Вздохнул журналист сел писать Все меньше и меньше делался…

Наконец, сделался величиной с маковое зерно, а на самый конец пискнул — и вовсе исчез.

Проходил народ, заинтересовался.

— Кто пищал?

— Журналист. Газета тут — журналиста слопала.

Кремень

Перед маленькой, сухонькой женщиной с молитвенным выражением лица сидела пожилая толстая иоаннитка и благоговейно говорила:

— Деньги, матушка, от дьявола!

— Так, так… От дьявола, говоришь?

— От его.

— Поди ж ты!

— Ими он, злокозненный, смущает христианскую душу…

— Смущает?!

— Смущает. В грех, в блуд, в пьянство вводит…

Хозяйка всплеснула руками.

— Этакий ведь паршивец!

— То то вот и оно. А ты, матушка, люди говорят тысчонку в сундуке прячешь. Ты б ее отдала.

— Да кому ж ее отдать, это дьяволово сотворение?

— Нам бы внесла… И благодати бы сподобилась.

— Это какой же такой благодати?

— Да разной. Мало ли…

— Оно то правда, только одно меня смущает, коли они от дьявола, так что же я сделаю — себя-то очищу, благодати сподоблюсь, а вас под дьявола подведу.

Гостья пожевала губами.

— Ну, не всю тысячу — восемьсот можно дать.

— Да что ж… Оно бы можно восемьсот — так ведь двести все равно останется, душеньку мою грешную смущать.

— Вот видишь! Тысячу бы и отдала

— Милые вы люди! Неужто я ж вас захочу под монастырь подвести: отдать тысчонку вам, а потом чтобы вы от дьявола искушение имели.

— А мы тогда вот что сделаем… Мы их, матушка, на процентный бумаги переведем…

— Нешто тогда от них вреда не будет?

— Ни-ни.
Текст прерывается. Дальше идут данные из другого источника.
PR #368, opened 2021-01-09
Networkpolicy: when pod label update, it may affect endpoint related with policy. Handle the change

### LINKED ISSUE #281: Add NetworkPolicy to store

### LINKED ISSUE #362: Networkpolicy: when pod label update, it may affect endpoint related with policy. Handle the change

Hong-Chang:
Also added NetworkPolicy to operator store.

### DIFF
--- a/mizar/dp/mizar/workflows/builtins/networkpolicies/delete.py
+++ b/mizar/dp/mizar/workflows/builtins/networkpolicies/delete.py
@@ -37,9 +37,9 @@ class k8sNetworkPolicyDelete(WorkflowTask):
         logger.info("Run {task}".format(task=self.__class__.__name__))
 
         policy_name = "{}:{}".format(self.param.namespace, self.param.name)
-        affected_endpoint_names = networkpolicy_util.update_and_retrieve_affected_endpoint_names(policy_name, None, None)
+        endpoint_names = networkpolicy_util.update_and_retrieve_endpoint_names(policy_name, None, None)
 
-        networkpolicy_util.handle_networkpolicy_update_delete(affected_endpoint_names)
+        networkpolicy_util.handle_networkpolicy_update_delete(endpoint_names)
         networkpolicy_opr.store.delete_networkpolicy(policy_name)
 
         self.finalize()
--- a/mizar/networkpolicy/networkpolicy_util.py
+++ b/mizar/networkpolicy/networkpolicy_util.py
@@ -30,9 +30,11 @@ logger = logging.getLogger()
 
 
 class NetworkPolicyUtil:
-    def update_and_retrieve_affected_endpoint_names(self, policy_name, pod_label_dict):
+    def update_and_retrieve_affected_endpoint_names(self, policy_name, pod_label_dict, policy_types):
         affected_endpoint_names = set()
 
+        self.update_pod_label_networkpolicy_mapping_in_store(policy_name, pod_label_dict)
+        
         endpoint_name_list = self.retrieve_endpoints_for_networkpolicy(policy_name, pod_label_dict)
 
         if policy_name not in networkpolicy_opr.store.networkpolicy_endpoints_store:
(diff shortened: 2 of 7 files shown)


mizar/dp/mizar/workflows/builtins/networkpolicies/delete.py
```diff
@@ -35,9 +37,9 @@ def run(self):
         logger.info("Run {task}".format(task=self.__class__.__name__))
 
         policy_name = "{}:{}".format(self.param.namespace, self.param.name)
-        affected_endpoint_names = networkpolicy_util.update_and_retrieve_affected_endpoint_names(policy_name, None)
+        affected_endpoint_names = networkpolicy_util.update_and_retrieve_affected_endpoint_names(policy_name, None, None)
```
h-w-chen: is the purpose of this call to get ALL endpoints of the named policy? If so, suggest to make is clear to reader by, e.g. intruducing a small function named as "get_policy_endpoints".

mizar/networkpolicy/networkpolicy_util.py
```diff
@@ -345,10 +360,23 @@ def handle_pod_change_for_networkpolicy(self, diff):
...
             self.add_affected_networkpolicy_by_pod_label(policy_name_list, label)
-
         for label in data["remove"]:
             self.add_affected_networkpolicy_by_pod_label(policy_name_list, label)
 
+        endpoint_affected_policy_name_list = set()
+        for label in data["add"]:            
+            self.add_endpoint_affected_networkpolicy_by_pod_label(endpoint_affected_policy_name_list, label)
+        for label in data["remove"]:
+            self.add_endpoint_affected_networkpolicy_by_pod_label(endpoint_affected_policy_name_list, label)
```
h-w-chen, line 376: not sure "add_endpoint_..." is really intended or "remove_endpoint_...".  If so, please add comment to explain it a bit.

mizar/networkpolicy/networkpolicy_util.py
```diff
@@ -359,6 +387,11 @@ def add_affected_networkpolicy_by_pod_label(self, policy_name_list, label):
             for policy_name in networkpolicy_opr.store.label_networkpolicies_egress_store[label]:
                 policy_name_list.add(policy_name)
 
+    def add_endpoint_affected_networkpolicy_by_pod_label(self, policy_name_list, label):
```
h-w-chen, line 401: from the function body, it seems not very apparant the endpoint is involved semantically. Suggest to revise the function name.

mizar/obj/networkpolicy.py
```diff
@@ -0,0 +1,66 @@
+# SPDX-License-Identifier: MIT
```
h-w-chen, line 1: better in line with license of whole project

h-w-chen (changes requested):
1. please add a bit more content in PR description make the focus of PR clear to reviewers;
2. as a genral suggestion, please name function in line with the implentation and purpose.

mizar/dp/mizar/workflows/builtins/networkpolicies/delete.py
Hong-Chang: Changed affected_endpoint_names to endpoint_names.
There is networkpolicy_endpoints_store in operator store which stores mapping of policy to endpoints.
Here the function named update_and_retrieve_endpoint_names. Its name means by input of policy's pod selector, it will update networkpolicy_endpoints_store and return updated endpoint name list for later usage.

mizar/networkpolicy/networkpolicy_util.py
Hong-Chang: I added comments in code:
# Followed code piece is to calculate how many policy are affected by the label change, and form data of endpoint_affected_policy_name_list.
# Either label is added or removed, policy is affected, so for both data["add"] and data["remove"] we call same function add_endpoint_affected_networkpolicy_by_pod_label.
 # Here label is defined in policy's podSelector which affecting policy's mapping to endpoints.

mizar/networkpolicy/networkpolicy_util.py
Hong-Chang: Here endpoint is not a noun. It's adjectives to describe networkpolicy. It's "endpoint_affected_networkpolicy". 
In a networkpolicy definition, the podSelector is a list of labels. And the podSelector can appear two places: one is in policy ingress/egress rules, the second one is in the beginning of the policy definition which means the policy's power on the pods/endpoints. Accordingly, when a pod changed label, it may affect networkpolicy ingress/egress rules, or affect networkpolicy-endpoints mapping. If a policy is affected by pod label change, I call it "endpoint affected networkpolicy".

I added above comments into the code.

mizar/obj/networkpolicy.py
Hong-Chang: I see all the python code files are using SPDX-License-Identifier: MIT. 
Looks like c code are using SPDX-License-Identifier: GPL-2.0-or-later.
I created issue https://github.com/CentaurusInfra/mizar/issues/369 for tracking.

mizar/networkpolicy/networkpolicy_util.py
h-w-chen: Having comments explaining the intention is helpful, if the function needs clarification. good move.

h-w-chen (approved):
it seems fine to go.

PR #371, opened 2021-01-12
When deleting a networkpolicy, make sure all its references in all related maps are deleted

### LINKED ISSUE #367: When delete a networkpolicy, make sure all its references in all related maps are deleted

Hong-Chang:
Implementation:
1. When deleting a network policy, delete label_policy_store as well.
2. When deleting a network policy, remove the policy from label-policy mapping.

### DIFF
--- a/mizar/store/operator_store.py
+++ b/mizar/store/operator_store.py
@@ -205,6 +205,22 @@ class OprStore(object):
     def delete_networkpolicy(self, name):
         if name in self.networkpolicies_store:
             del self.networkpolicies_store[name]
+        self.delete_networkpolicy_in_label_policy_store(self.label_networkpolicies_store, name)
+        self.delete_networkpolicy_in_label_policy_store(self.label_networkpolicies_ingress_store, name)
+        self.delete_networkpolicy_in_label_policy_store(self.label_networkpolicies_egress_store, name)
+        self.delete_networkpolicy_in_label_policy_store(self.namespace_label_networkpolicies_ingress_store, name)
+        self.delete_networkpolicy_in_label_policy_store(self.namespace_label_networkpolicies_egress_store, name)
+
+    def delete_networkpolicy_in_label_policy_store(self, label_policy_store, policy_name):
+        label_list = set()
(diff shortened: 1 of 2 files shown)


mizar/store/operator_store.py
```diff
@@ -205,6 +205,22 @@ def update_networkpolicy(self, networkpolicy):
...
             del self.networkpolicies_store[name]
+        self.delete_networkpolicy_in_label_policy_store(self.label_networkpolicies_store, name)
+        self.delete_networkpolicy_in_label_policy_store(self.label_networkpolicies_ingress_store, name)
+        self.delete_networkpolicy_in_label_policy_store(self.label_networkpolicies_egress_store, name)
+        self.delete_networkpolicy_in_label_policy_store(self.namespace_label_networkpolicies_ingress_store, name)
+        self.delete_networkpolicy_in_label_policy_store(self.namespace_label_networkpolicies_egress_store, name)
+
+    def delete_networkpolicy_in_label_policy_store(self, label_policy_store, policy_name):
+        label_list = set()
+        for label in label_policy_store:
```
XiaoningDing, line 216: Is line 216 looping  through all labels and do a search for each label?  If yes it seems not efficient.  Can we first get labels from the policy, and then only remove from these labels?

XiaoningDing (approved):

mizar/store/operator_store.py
Hong-Chang: Good thoughts. Here actually we are considering two approaches: First one is get labels from policy-label mapping, Second is get labels from policy by on the fly querying the policy. We are in the trend to use First approach.

For now I haven't stored policy-label mapping. I want to do it when necessary. This pr's scenario happens when deleting a network policy. In such scenario, I feel it's ok to handle the deletion slowly. It's because it's rare to delete a policy. And it's rare to create a same name policy after delete it. So it's ok to slowly clean the data for this deleted policy.

In next release we will store more data into cache, and policy-label mapping is the one planned to be in the cache. At that time this function will be optimized.

PR #222, opened 2018-08-18
Handle NetBSD in generic code switches

krytarowski:
Enhance the NetBSD support in generic code using the linux struct,
and where applicable use the netbsd struct.


krytarowski:
@plusun I think that this is the penultimate change for now. Verifying whether it still works is welcome!

It works for me locally.

plusun:
@krytarowski I've checked it and it works! Sorry for the late reply!

krytarowski:
@plusun thank you!

PR #223, opened 2018-08-20
NetBSD related fixups

krytarowski:
Add more mentions of NetBSD in README.md.
Correct dependency file in Makefile linux/unwind.h -> netbsd/unwind.h.
Restore removed include <sys/types.h> in netbsd/arch.c and netbsd/trace.h
and decorate it with clang-format attributes.


README.md
```diff
@@ -7,10 +7,10 @@ A security oriented, feedback-driven, evolutionary, easy-to-use fuzzer with inte
...
   * It's blazingly fast when in the [persistent fuzzing mode](https://github.com/google/honggfuzz/blob/master/docs/PersistentFuzzing.md)). A simple/empty _LLVMFuzzerTestOneInput_ function can be tested with __up to 1mo iterations per second__ on a relatively modern CPU (e.g. i7-6700K)
   * Has a [solid track record](#trophies) of uncovered security bugs: the __only__ (to the date) __vulnerability in OpenSSL with the [critical](https://www.openssl.org/news/secadv/20160926.txt) score mark__ was discovered by honggfuzz. See the [Trophies](#trophies) paragraph for the summary of findings to the date
-  * Uses low-level interfaces to monitor processes (e.g. _ptrace_ under Linux). As opposed to other fuzzers, it __will discover and report hijacked/ignored signals__ (intercepted and potentially hidden by signal handlers)
+  * Uses low-level interfaces to monitor processes (e.g. _ptrace_ under Linux and NetBSD). As opposed to other fuzzers, it __will discover and report hijacked/ignored signals__ (intercepted and potentially hidden by signal handlers)
```
krytarowski: To be precise this is only about 'trap signals' other ones if masked will be still masked. And even trap signals emitted with raise() or similar and masked will remain masked... so it's not that simple.

krytarowski: Probably the best and correct wording is `hijacked/ignored signals from crashes`.

krytarowski: I will prepare a patch for it.

PR #230, opened 2018-10-17
Fix socketfuzzer test code for interactive mode

prashast:
The interactive mode for the socketfuzzer test code was passing illegal argument to connect so I've fixed that and gcc 5.4 does not have the `fsanitize-coverage` option so changed it to clang instead.


prashast:
I signed it!

robertswiecki:
Thx!

PR #244, opened 2019-01-23
libhfcommon: Do not close twice the same file in files_readPidFromFile

francois-berder:
Signed-off-by: Francois Berder <fberder@outlook.fr>


francois-berder:
I signed it!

Какой же вред, ежели процентными бумажками.

— Ведь вот поди-ж ты! Всякую мудрость знать сподобились. Уж Божьему человеку всегда такое от Бога пошлется — чтоб понять: как и что. А только ведь я свою тысчонку и сама бы могла на бумаги перевести. А?

— Можешь и сама. Уж мы все приемлем по христианскому смирению кредитками ли, процентными ли…

— Чего ж там — приемлем… Раз дьявольской печати на них нет — могут и у меня полежать.

Гостья вздохнула.

— Так-то так…

— То-то и оно.

— А все-таки, если жалко тебе их для Божьего дела — благодати не получишь.

— Да куда мне с ней на всю тысячу! Ведь это выйдет целая уйма благодати. Баба же я будем говорить, мелкая, тихая… Куды мне столько.

— Грехи!.. — сокрушенно прошептала собеседница хозяйки и обвела взглядом комнату.

Увидела на шкафу самовар и сказала:

— Чай-то пьешь! Дьяволово зелье!! Нечистым духом выращенный злак из живота блудницы.

— Да неужто?!

— Истинный Бог! Диавол посеял на людскую слабость.